In November 2018, The Zayed University Food Court, situated in Academic City, Dubai, was designed and built.

==Academic performance==
===Management performance-management Office===
In December 2010, the Federal National Council (FNC) investigated the competency of Zayed University's senior management. According to The National, Zayed University was reported to owe over Dh33 million in unpaid water and electricity bills.

According to The National, three people held the position of provost between April and June 2011, bringing the total to seven provosts between 1998 and 2011 .

In 2012, the effectiveness of Zayed University's teacher education program was investigated. According to The National, none of the 110 teachers the university produced between 2010 and 2012 were employed by the Abu Dhabi Education Council (ADEC) which allegedly claimed the university produced "lazy and poorly skilled graduates".

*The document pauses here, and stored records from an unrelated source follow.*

PR #1697, opened 2026-08-26
CXX-3563 prevent macOS dotfiles in tarball

kevinAlbs:
# Summary

- Set `COPYFILE_DISABLE=1` to prevent macOS adding dotfiles to the distribution tarball.
- Error earlier if a computed example target `name` is empty.

# Details
CXX-3563 reports "same name already exists" errors running CMake on the release tarball for r4.5.0.

```
CMake Error at examples/CMakeLists.txt:66 (add_executable):
  add_executable cannot create target "mongocxx-mongodb.com-" because another
  target with the same name already exists.  The existing target is an
  executable created in source directory
  "C:/____build/Mongo_Driver/mongo-cxx-driver-r4.5.0/mongo-cxx-driver-r4.5.0/examples".
  See documentation for policy CMP0002 for more details.
```

The cause is the release tarball contains extra dot-files produced by macOS `tar`.  I can reproduce by running `cmake --build cmake-build --target dist` on my macOS laptop and extracting the tarball on a Windows host:

Screenshot 2026-08-26 at 8 44 48 AM

macOS `tar` may include [metadata dotfiles](https://unix.stackexchange.com/questions/9665/create-tar-archive-of-a-directory-except-for-hidden-files). The glob to get examples sources finds these dotfiles, parses the `name` as an empty string, and later fails when adding duplicate targets.

To fix, the `tar` command now uses the environment variable `COPYFILE_DISABLE=1`, which tested locally and checked dotfiles are no longer generated. There appears to be no utility to the existing dotfiles. Claude's analysis says of r4.5.0 dotfiles: "they carry exactly one thing: an empty com.apple.provenance xattr.".

Once fixed, I plan to regenerate the r4.5.0 release tarball.

### DIFF
--- a/cmake/make_dist/MakeDist.cmake
+++ b/cmake/make_dist/MakeDist.cmake
@@ -16,8 +16,7 @@ include (MakeDistFiles)
 
 function (MAKE_DIST PACKAGE_PREFIX MONGOCXX_SOURCE_DIR BUILD_SOURCE_DIR)
 
-   set (CMAKE_COMMAND_TMP "")
-   set (CMAKE_COMMAND_TMP ${CMAKE_COMMAND} -E env)
+   set (CMAKE_ENV_COMMAND ${CMAKE_COMMAND} -E env)
 
    # -- Remove any existing packaging directory.
 
@@ -69,7 +68,7 @@ function (MAKE_DIST PACKAGE_PREFIX MONGOCXX_SOURCE_DIR BUILD_SOURCE_DIR)
 
    # Set `COPYFILE_DISABLE=1` to prevent macOS from adding AppleDouble `._<name>` files.
    execute_process_and_check_result (COMMAND
-      ${CMAKE_COMMAND_TMP} COPYFILE_DISABLE=1 tar cf ${PACKAGE_PREFIX}.tar ${PACKAGE_PREFIX}
+      ${CMAKE_ENV_COMMAND} COPYFILE_DISABLE=1 tar cf ${PACKAGE_PREFIX}.tar ${PACKAGE_PREFIX}
       WORKING_DIRECTORY .
       ERROR_MSG "tar command to create ${PACKAGE_PREFIX}.tar failed."
    )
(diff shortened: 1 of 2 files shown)


cmake/make_dist/MakeDist.cmake
```diff
@@ -67,16 +66,17 @@ function (MAKE_DIST PACKAGE_PREFIX MONGOCXX_SOURCE_DIR BUILD_SOURCE_DIR)
 
    # -- Create the tarball.
 
+   # Set `COPYFILE_DISABLE=1` to prevent macOS from adding AppleDouble `._<name>` files.
    execute_process_and_check_result (COMMAND
-      ${CMAKE_COMMAND} -E tar cf ${PACKAGE_PREFIX}.tar ${PACKAGE_PREFIX}
+      ${CMAKE_ENV_COMMAND} COPYFILE_DISABLE=1 tar cf ${PACKAGE_PREFIX}.tar ${PACKAGE_PREFIX}
```
eramongodb: Recommend adding a comment noting that `cmake -E tar` does _not_ see `COPYFILE_DISABLE`, which is imo an unexpected incompatibility between the two approaches.

Given the use of a system `tar` command, may also want to use [find_program()](https://cmake.org/cmake/help/latest/command/find_program.html) (+ one for gzip below); feel free to defer this suggestion as out-of-scope.

eramongodb (approved):
One suggestion; otherwise, LGTM.

rcsanchez97 (approved):

cmake/make_dist/MakeDist.cmake
kevinAlbs: Added comment noting that CMake's built-in `tar` does not respect `COPYFILE_DISABLE`. 

> may also want to use [find_program()](https://cmake.org/cmake/help/latest/command/find_program.html)

I like that idea to produce an earlier error. Updated. Testing with a temporary bad name:

```
  Could not find TAR_EXECUTABLE using the following names: tar_bad_test
```

PR #1715, opened 2026-09-15
Replace `-keep-registers-and-offsets` with `-quiet`

eramongodb:
A quick workaround to fix the failing (false-positive) [abi-compliance-check-impls-cxx17](https://spruce.corp.mongodb.com/task/mongo_cxx_driver_abi_stability_abi_compliance_check_impls_cxx17_dabc8ff93b616747c64007183f04399d9636468d_26_08_27_20_02_03/logs?execution=1) EVG task. `-keep-registers-and-offsets` was added in https://github.com/mongodb/mongo-cxx-driver/pull/1646 to suppress Clang-specific false-positive diagnostics concerning `-Og -g` flags, but it seems to have also added unnecessary sensitivity to stack layouts, which does not affect ABI compatibility. Note the corresponding [abidiff-impls-cxx17](https://spruce.corp.mongodb.com/task/mongo_cxx_driver_abi_stability_abidiff_impls_cxx17_dabc8ff93b616747c64007183f04399d9636468d_26_08_27_20_02_03?execution=1) EVG task correctly reports no compatibility issues.

To unblock analysis of upcoming releases, this PR replaces the flag with `-quiet` to suppress the noisy warnings until a more targeted workaround is found and implemented (we do not want to keep `-quiet`, as it also suppresses useful diagnostic messages).


kevinAlbs (approved):
Thank you!

PR #465, opened 2021-03-11
fix: in ScreenForm.groovy, localize static option.@text that does not need expansion

jenshp:
There was a case left out in localizing options, and it is when a static option is added that does not need expansion for its option.@text attribute.
Not sure whether this solution is the preferred one for performance reasons (expand if the attribute contains the '${' substring, just localize otherwise), or just plainly expand regardless of the '${' substring, which will also localize.


jonesde:
Agreed, it should do this. Because the ResourceFacade.expand() method does l10n and then looks for '${' to see if it needs to actually expand, so the same effect could be had by simply removing "&& text.contains('${')" from the if expression on that original line.

jenshp:
OK, will close this MR and create a new one with that solution

PR #469, opened 2021-03-15
Add list of provinces in Vietnam

donhuvy:


jonesde:
The modified files (CommonL10nData.xml and CurrencyData.xml) do not include a list of Vietnam provinces, is there maybe a file missing?

Also for the currency, would it be more correct to "Viet Nam Dong" as is in this PR, or "Vietnam Dong" with a single word country name?

One last thing, for this contribution please also sign the AUTHORS file (both sections, for the CC0 copyright disclaimer, and the patent disclaimer at the bottom). For more info about that please see:

https://moqui.org/m/docs/moqui/Issue+and+Pull+Request+Guide#intellectual-property

PR #480, opened 2021-06-17
Added support for new no-proxy-forwarding argument in MoquiStart

aabiabdallah:
This addresses potential security issue if Moqui is not running behind a proxy.


jonesde:
To avoid client X-Forwarded-For spoofing (for IP address match like /status and other IP usage like on Visit for auditing purposes, ie tracking for credit card transactions, etc), the first server to handle a request needs to remove existing X-Forwarded-* headers (or set them instead of adding to them).

If there is no proxy running in front of Moqui with Jetty embedded, this change would be needed, and we would need another change to use the same configuration settings and removing checking for X-Forwarded-For in UserFacadeImpl and elsewhere.

If there is a proxy running in front of Moqui with Jetty embedded, then that proxy server should handle the X-Forwarded-* HTTP request headers. There is an issue with some, like AWS ELB & ALB, where if they find an X-Forwarded-For header then it will just append the client IP address to the comma-separated list in the header. The first one is meant to be the original browser (or other client) IP address, but in the case of a spoofed X-Forwarded-For header that would not be the case, it would be the spoofed value and the next value would be the real value.

The best option is for the first server (load balancer or http reverse proxy) to filter out X-Forwarded-* headers, and then add them as a http proxy should.

If that is not possible, we need some sort of configuration to tell Moqui that there are X proxies in front of it, so it should expect X entries in X-Forwarded-For and if there are more than that it should remove from the beginning of the list until the list contains only X entries. This would have to be done in UserFacadeImpl and other Moqui code that uses the X-Forwarded-For header directly, and something would be needed to plug into the embedded Jetty server to do the same (an alternative to ForwardedRequestCustomizer with this logic so that HttpServletRequest.getRemoteAddr() returns the desired value). For other ways of hosting, ie moqui-plus-runtime.war dropped into a servlet container instead of using embedded Jetty, that would have to be handled however the servlet container can handle it (if it can, this is likely not a common solution to X-Forwarded-For spoofing as it is a mess).

PR #488, opened 2021-07-06
Add Second Factor Authentication project Patch

acetousk:
add missing files from the original project


acetousk:
This PR has been tested by me and I don't see anything wrong with it.

PR #495, opened 2021-09-03
Move to JUnit 5 and Gradle 7

MohammadAlHajj:
Dear Mr. Jones
 please find the connected commits to the below repos:
- mantle-usl
- moqui-framework
- moqu-runtime

the goal of these commits is to move to Gradle 7.2 and to Junit 5

gradle 7:
changes need some

-  more testing since i don't know if any more dependencies need to be changed to "java-library"'s 'api' dependency type or kept at gradle's built-in implementation type. 
- These changes rely on the user's projects and which dependencies need their internals  exposed to the user's projects. 
- I also solved the known issue (noted in runtime > base-component > webroot > gradel.build):
  https://github.com/eriwen/gradle-js-plugin/issues/168
  by doing:
  https://github.com/eriwen/gradle-js-plugin/issues/177#issuecomment-705232666
- NOTE: the above project is probably dead and i highly advise the maintainer with the sufficient knowledge to find a replacement.... storing jars in the repo is obviously not an acceptable permanent solution
- Moving to gradle 7 allows the use of the newest Kotlin compiler in our projects and opens the door for moving to Java 11 or possibly java 17 whenit is released 

JUnit5 

- changes are none-intrusive since applying the new Jupiter and Vintage engines together allows both JUnit 4 and 5 tests to be run simultaneously.....  It also separates the result of junit 4 tests into more readable chunks in Intellij (on running "gradle test"). Each test is now part of a subtree with the containing class as the new root of the test group
- Please note that i changed " ignoreFailures = true" since moqui (framework and usl) already has failing tests (on my project) and this blocks the execution of any further tests found in the user's module

For any modification to the commit or for further information, please contact me on Mohammad_Al-Hajj@hotmail.com

### DIFF
--- a/framework/build.gradle
+++ b/framework/build.gradle
@@ -12,19 +12,8 @@
  * <http://creativecommons.org/publicdomain/zero/1.0/>.
  */
 
-tasks.withType(JavaCompile) { options.compilerArgs << "-Xlint:unchecked" }
-tasks.withType(JavaCompile) { options.compilerArgs << "-Xlint:deprecation" }
-tasks.withType(GroovyCompile) { options.compilerArgs << "-Xlint:unchecked" }
-tasks.withType(GroovyCompile) { options.compilerArgs << "-Xlint:deprecation" }
 
-version = '3.0.0-rc8'
 
-apply plugin: 'groovy'
-apply plugin: 'war'
-// to run gradle-versions-plugin use "gradle dependencyUpdates"
-apply plugin: 'com.github.ben-manes.versions'
-// uncomment to add the Error Prone compiler; not enabled by default (doesn't work on Travis CI)
-// apply plugin: 'net.ltgt.errorprone'
 buildscript {
     repositories {
         mavenCentral()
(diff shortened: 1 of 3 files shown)


jonesde:
Thank you Mohammad, this will be helpful. A few weeks ago I was working on updating to Groovy 3, which requires an update to Spock to a version that requires JUnit 5, and I was having trouble getting those working before running out of time, so this should be helpful for the Groovy 3 update effort as well.

On the time topic, my time is pretty limited for the next few weeks so it may be some time before I work on this. I plan to do these sorts of changes as part of the 'java11' branch of moqui-framework so that we can get a few of these big version updates in at the same time, especially because a few are not backward compatible.

In the webroot component build.gradle in moqui-runtime IMO we need to find an alternative sooner than later, and I'd prefer that over another jar variant that we maintain (we already do that for Bitronix), even if it means that we only do simple JS and CSS file combining (just concatenate) and live without the minify.

MohammadAlHajj:
Thank you for the reply David. The next major LTS version of Java (17) will be released on [2021/09/14](https://openjdk.java.net/projects/jdk/17/). Might i suggest that we wait and directly upgrade to that instead of Java 11.

Regarding the webroot gradle js and css minify, here are some solutions that the users of the eriwin project migrated to:

- [gradle-minify-plugin](https://github.com/gradle-webtools/gradle-minify-plugin)
- [terser through npm](https://www.npmjs.com/package/terser)
- [this solution that might not be a good idea as per the comment](https://github.com/eriwen/gradle-js-plugin/issues/177#issuecomment-705445659)

these solutions are not mine nor do i have enough web knowledge to compare their efficiency

jonesde:
It will be a long time after Java 17 is released before we require it in Moqui. Just like Java 11 now, the intent will be to support it for some time while waiting for libraries and infrastructure to catch up (including operating systems, hosting service default images, etc). Part of the community feedback on this includes things like versions of Java supported on all sorts of platforms from AWS Elastic Beanstalk and Container Service to IBM iSeries.

The main impact of this is we can't use new language features until the newer version of Java is required for Moqui, and until fairly recently there were reasons we could not update to Java 11 without breaking things for some Moqui users who told us about that in community feedback.

jonesde:
Nope, no updates, and this could require a fair amount of work. As with most things on my mile long to do list (most of which I'm not interested in), this will get done when I care about it enough AND have sufficient free time and energy for it, or when a client pays to prioritize.

This PR should not go in as-is and I couldn't give an ETA. At some point updating Java, Groovy, Spock, Gradle, etc will become a priority for some reason, but for now other features and such are higher priorities.

MohammadAlHajj:
No worries.... I can work on this myself if you wish, but my pace will be probably the same as yours.

Out of subject, but how can I ask questions like the ones on the mailing list. I currently have a stack of questions/helper tools/feedback/(recommendations?!) i would like to share.

jonesde:
> Out of subject, but how can I ask questions like the ones on the mailing list. I currently have a stack of questions/helper tools/feedback/(recommendations?!) i would like to share.

The mailing list is a fine place, the new forums even better (forum.moqui.org).

Issue #499, opened 2021-11-15
getMenuData() did not return the correct menu name


cyp19901124:
I added some menus to the subscreen_item table.
like this:
![image](https://user-images.githubusercontent.com/13185001/141733702-6c3ebcac-7aed-4618-88e8-7b95bf45e1d6.png)

It can be displayed normally on the interface, but the name changes after clicking.
This is when the menu is not clicked, like this:
![image](https://user-images.githubusercontent.com/13185001/141733860-7b400dfd-8926-41d2-95cd-e14616dcec18.png)

Note the menu example 1:
![image](https://user-images.githubusercontent.com/13185001/141734026-a4265b55-f3b7-44e3-97c8-68cf20b28eb4.png)

The menu name changed after clicking,
I read the code carefully and found that the problem should appear here.
![image](https://user-images.githubusercontent.com/13185001/141734515-bb26f3ca-406e-4902-8665-d2c974148881.png)

My modification suggestions: 
 `String lastTitle = fullUrlInfo.targetScreen.getDefaultMenuName()` 
 Change to
`String lastTitle = curScreen.getSubscreensItem(lastPathItem).menuTitle?:fullUrlInfo.targetScreen.getDefaultMenuName()`

PR #500, opened 2021-11-15
Update ScreenRenderImpl.groovy

cyp19901124:
https://github.com/moqui/moqui-framework/issues/499
Select menuititle for the menu name


jonesde:
Thank you for the idea and patch in this PR. I added a small variation on this that also includes the screens along the path up to the last/target screen in the path, this is in commit 1ebb337.

PR #512, opened 2022-01-25
Fixed the problem that moqui cannot be deployed as non-root webapp in Tomcat

zhangwei1979:


jonesde:
Thank you Zhang Wei, these changes look fine. I haven't tested thoroughly but will keep an eye out.

PR #516, opened 2022-02-08
Groovy Shell WebSocket Endpoing

jonesde:


chunlinyao:
This PR introduced javax.swing.Timer dependency. I think it maybe better to replaced by java.util.Timer or some self implemented WatchDog class.

PR #526, opened 2022-04-20
Duplicate strategy

jenshp:
Avoid halting because of duplicate jar files, as discussed in https://forum.moqui.org/t/warning-coming-soon-java-11-and-junit-5/219/7?u=jenshp


jonesde:
Thank you Jens, this is helpful. This PR is for the master branch instead of the java11 branch, but it wasn't difficult to find your changes in the build.gradle file. I made some similar changes in commit 1ebc3e3b2359a90b0c19f8f7af2399e832ecb5ed.

PR #195, opened 2026-02-19
add rbenv support

benallfree:
Hello, just trying out this awesome effort :)

Not sure if anyone else has run into this, but at least on my system I'm running multiple versions of Ruby and it's helpful to have a `.ruby-version` because `flutter run` blew up with a CocoaPods error without it.


446564:
I don't think we're using any ruby so it might be unrelated

446564:
Ah macos development?

benallfree:
Yep exactly, thank you!

PR #201, opened 2026-02-20
fix(channels): make edit/delete actions use parent context after bottom sheet closes Supports Windows Animations Off In Android

just-stuff-tm:
Bottom sheet closes

adds support for android windows animations off

Root cause: edit/delete dialogs were opened from the sheet context after Navigator.pop, so context.mounted was false and follow-up actions never ran.

Also keeps async await/error handling for channel edit/delete so failures surface to users instead of silently dropping.

### DIFF
--- a/lib/screens/channels_screen.dart
+++ b/lib/screens/channels_screen.dart
@@ -522,7 +522,7 @@ class _ChannelsScreenState extends State<ChannelsScreen>
                     : context.l10n.channels_muteChannel,
               ),
               onTap: () async {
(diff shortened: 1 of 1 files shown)


just-stuff-tm:
all updated

just-stuff-tm:
@codex Review

just-stuff-tm:
@codex review

just-stuff-tm:
@codex review

just-stuff-tm:
@gemini-code-assist /review

PR #205, opened 2026-02-21
fix(appbar): prevent title overflow on narrow widths

just-stuff-tm:
Use width-aware layout in AppBarTitle to avoid RenderFlex overflows under tight title constraints and larger text scaling. Hide subtitle and signal indicators progressively when space is limited while preserving normal behavior on wider layouts.


wel97459:
Awesome i'll test it out

PR #210, opened 2026-02-22
Better french translations

spfmoby:
More translations.

I noticed some words are missing, for example when a new repeater or contact is discovered, the notification is (in french):
Nouveau Repeater découvert
Nouveau Chat découvert

I looked in the translation file and the translation source is "New {contactType} discovered"
but contactType is not translatable.


zjs81:
Thank you!

PR #212, opened 2026-02-22
chore: add PlatformInfo helper util

benallfree:
This PR introduces a `PlatformInfo` helper to query platform capabilities from one central place.

I noticed that the platform detection logic was a little spread out and it was becoming messy as I was working on Chrome compatibility.

In particular, a lot of the `Platform.*` stuff is not available on Chrome so things needed to get wrapped in a `kIsWeb` everywhere. 

Beyond browser compat, this allows us to improve a couple abstractions like `isDesktop`, etc.


benallfree:
Closing this one too since it's only needed for Chrome compat.

PR #218, opened 2026-02-23
Show overlaps in public keys of repeaters

wel97459:
Show overlaps in public keys of repeaters on the map.
Added a function to handle filtering markers placed on the map.


zjs81:
@codex review

PR #217, opened 2026-02-22
enh: Chrome compatibility

benallfree:
This PR should give us a fully working Chrome web client.

Live preview: https://meshcore.meshenvy.org

Review status:

|Platform | Ok? |
|----|-----|
| OSX | ✅ |
| Chrome | ✅ |
| iOS | ❓  |
| Android | ❓  |
| WIndows | ❓  |
| Linux | ❓  |

PR #223, opened 2026-02-23
feat: image sideloading

benallfree:
PR stack:

- #262 

This is kind of a crazy idea.

I made an open source asset server powered by Cloudflare workers called Mesh Asset Server https://github.com/MeshEnvy/mas

It allows uploading images that will be saved for 30 days. You get a 6-char hash back.

This allows us to upload images and display them in chat. If someone happens to be offgrid, they'll just see something like `i:f84jgf4`

https://github.com/user-attachments/assets/39114c21-a303-4184-beb4-b5d091fbcfd9

To be merged first:

- [x] #217


zjs81:
I like the idea however it seems insecure. Do you think you could encrypt the image with aes using the shared secret for the chat and or the secret key for the channel ?

benallfree:
@zjs81 oh snap encryption is a good idea. Then it becomes more of a general 'asset snippet' hosting, all the processing would need to be done client-side. Let me think more about that because encrypted assets per channel would be a pretty cool idea.

benallfree:
Ok this branch is updated now too.

This still seems like a cool idea to me but I'm having trouble with Chrome because it has to download the encrypted file versions to memory, decrypt them, and then display them. For some reason it's very slow in Chrome but not on MacOS.

ericszimmermann:
To not have two buttons at the bottom (gif and image), which take much space maybe we could keep one "Action" Button, with a pop-up for gifs and image loading. Maybe there will be even more options in feature.
(With that I second the Issue #257, however not to hide the Button, but to keep the screen more streamlined)

Best Regards
Eric

benallfree:
@ericszimmermann Yes I agree, kind of like the iphone interface where you tap on it to get a variety of choices: photos, video, camera, etc.

zjs81:
You could download it as a stream object and decrypt it in memory not sure if that would be any faster though.

446564:
after you get the merge conflicts sorted can you squash everything into one commit and push for review and testing?

446564:
closing as stale, please resubmit when ready noting the previous changes.

benallfree:
No problem. Just for clarity on this project, you don't squash merge?

446564:
> No problem. Just for clarity on this project, you don't squash merge?

we haven't been, but that's probably a better idea. or at least an option.

PR #229, opened 2026-02-24
feat: message splitting

benallfree:
Prerequisites:

- [ ] #217 

-------

This PR introduces a new 2000 char limit and will split the messages before sending out. I'm not sure if I love the ux yet. 

image


zjs81:
Whats the strat for preventing this from ddosing the mesh? This also doesnt guarantee delivery so I'm not sure I understand the utilty of this. Can you please answer the following?

1. What are the Pros of this. 
2. What are the cons of this. Assume that everyone switches from the regular meshcore app to this open app. 
3. It looks like you have multiple changes on this PR. Would you be able to split everything up and do 1 pr per feature so its easy to review?


Thank you I appreciate your work on this. 

Regards,

benallfree:
I'm not super convinced it's a good idea yet either. I hear people ask for the ability to write longer messages, but reassembling them on the other end seems error prone.

DDoS probably isn't a big concern in my mind because people are already writing bots with existing tools. The client could restrict to 2000 chars or something like that just to stop easy abuse. 

I'll clean up this branch, I'm sure it's the Chrome compat mixed in.

zjs81:
How about instead of doing this, you can use smaz, which is a text compression engine that's already built into the app. And measure the size of the message in bytes. And if they have smaz enabled, allow them to send longer messages. I feel like that would be better, and it would stay up to spec with the protocol.

benallfree:
Ok branch updated, much cleaner PR now. 

So *if* we want this, my idea was to do a rotating message identifier `a-z` so you could differentiate between the same chunk number meant for different messages.

```
[1/2a]This is part 1 of message A
[1/2b]This is part 1 of message B
[2/2a]This is part 2 of message A
[2/2b]This is part 2 of message B
```

Message chunks are also discriminated by node ID so as long as a single node doesn't flood the mesh with 26 different messages, all the clients should be able to reassemble them after all the pieces arrive with a reasonable timeout where it will give up waiting for missing pieces after maybe 30s or something.

But I don't know how this would affect messages in rooms or any other situation where messages are delayed for a long time, and that's where I started backing off from this idea altogether.

benallfree:
@zjs81 I did a little more research into smaz and I don't see any references to it in the MeshCore C++ firmware. Is it a Flutter-only feature? If so, it seems that anyone using a stand-alone device would not be able to communicate.

Either way, I agree that message splitting is not a great idea so I'm closing this PR.

zjs81:
Its a flutter widget I ported over

zjs81:
https://github.com/zjs81/meshcore-open/blob/main/lib/helpers/smaz.dart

Following Sheikh Nahyan bin Mubarak Al Nahyan, Maitha Al Shamsi was instated as president in 2013. Al Shamsi was followed by Lubna Khalid Al Qasimi, who was appointed president in 2014. In July 2023, Shamma Al Mazrui, the UAE's Minister of Community Development, was appointed as the new chair of the board of trustees.
Concerns over academic integrity, transparency, and plagiarism at Zayed University are ongoing, questions have been raised about the weak academic credentials and lack of international experience among the new management.

== Controversies ==
Professor Matt J. Duffy expressed concern that his activities, including "writing for Gulf News, starting a student chapter of the Society of Professional Journalists, and teaching objectively about the U.A.E.'s media law," may have led to his dismissal. Although the MSCHE Self-Study claims to follow Article 19 of the United Nations Universal Declaration of Human Rights ("Everyone has the right to freedom of opinion and expression; this right includes freedom to hold opinions without interference and to seek, receive, and impart information and ideas through any media regardless of frontiers"), the university refuses to comment publicly on the case.

Materials deemed to be offensive are removed from the university library or placed in a locked storage area called Special Collections. Students must obtain faculty approval to access these materials, which include books on nursing, art, human sexuality, and books containing critical views of religion. Librarians at Zayed University are instructed to consider censorship and culturally appropriate attitudes toward access and authority when teaching information literacy.